R101-1) Debout au milieu du hall
            (D’après : « Renseignements ».
Hall, inscriptions, peau)

L’INDICATEUR

Debout au milieu du hall, j’accueille ceux qui viennent. Ma fonction m’oblige à rester à la même place, bien visible de ceux qui pénètrent ici pour la première fois, mais également des habitués qui désirent être informés des nouvelles du jour. Pour tenir mon rôle comme il se doit, je n’ai besoin que de me montrer : les informations que la société qui m’emploie juge importantes à communiquer sont toutes inscrites sur mon corps même — raison pour laquelle je dois demeurer nu toute la journée au milieu du hall, parmi le va-et-vient permanent des employés et des visiteurs. 

C’est ma peau, et uniquement elle, que l’on doit consulter lorsque l’on est en quête d’un renseignement quelconque. C’est pourquoi il me faut faire montre en permanence d’une grande souplesse (c’est cette souplesse que mon employeur a contrôlée avec soin avant de m’engager), afin de pouvoir à la fois, par exemple, mettre en évidence l’information inscrite sur mon poignet ou mon avant-bras, et celle inscrite sur la plante de mon pied ou l’intérieur de ma cuisse. 

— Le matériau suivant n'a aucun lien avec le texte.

PR #99, opened 2019-02-20
Minor fixes for image building documentation

jsuchome:
Feel free to merge these into different documentation PR if there's one

### DIFF
--- a/playbooks/roles/suse-build-images/defaults/main.yml
+++ b/playbooks/roles/suse-build-images/defaults/main.yml
@@ -11,7 +11,7 @@
 # Full story on how to use this:
 # 0) Set developer mode. It should be already like this if you're entering
 #    this role.
-# 1) Override this variable by providing a `docker_image`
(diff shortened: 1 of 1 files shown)


playbooks/roles/suse-build-images/defaults/main.yml
```diff
@@ -65,7 +67,7 @@ docker_images: []
 # suse_osh_deploy_libvirt_yaml_overrides:
 #   images:
 #     tags:
-#       libvirt: "<insert build server url here, probably local-registry:5000>/openstackhelm/libvirt:latest-opensuse_15"
+#       libvirt: "{{ build_registry }}openstackhelm/libvirt:latest-opensuse_15"
```
jsuchome: Actually `{{ build_registry }}` is not known at this step, so until we fix it, there needs to be full url, like `$USERNAME-osh.openstack.local:5000`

Si les inscriptions les plus fondamentales, celles qui ne sont pas susceptibles d’être revues, ont été gravées en moi dès le début de façon définitive, les autres le sont selon des techniques ou des encres différentes, en fonction de leur importance et de leur durée de validité.
On s’emploie bien sûr dès le matin (un bon moment avant que je prenne place au centre du hall) à inscrire les nouvelles ou les renseignements du jour. Mais il arrive aussi régulièrement que cela soit fait en pleine journée, et donc à l’emplacement même qui m’est réservé. Mais les employés chargés de cette opération savent être rapides et discrets, et cela n’entrave en rien le bon fonctionnement des choses. Chacun comprend la nécessité de l’opération, et se félicite que les mises à jour soient aussi efficaces. 

Bien sûr, quand approche la fin de mon service, mes muscles commencent à fatiguer (surtout lorsqu’il a fallu faire connaître quantité d’informations, et les inscrire sur des parcelles de peau difficiles d’accès). C’est donc avec soulagement que je regagne le vestiaire, où je m’empresse d’effacer les annonces temporaires, afin que ma peau soit prête pour le lendemain. Quant aux informations d’importance, je les conserve à jamais ; elles font partie de moi, je dors avec, et elles m’accompagneront jusqu’à mon dernier jour ; c’est ce à quoi je me suis engagé en acceptant ce poste.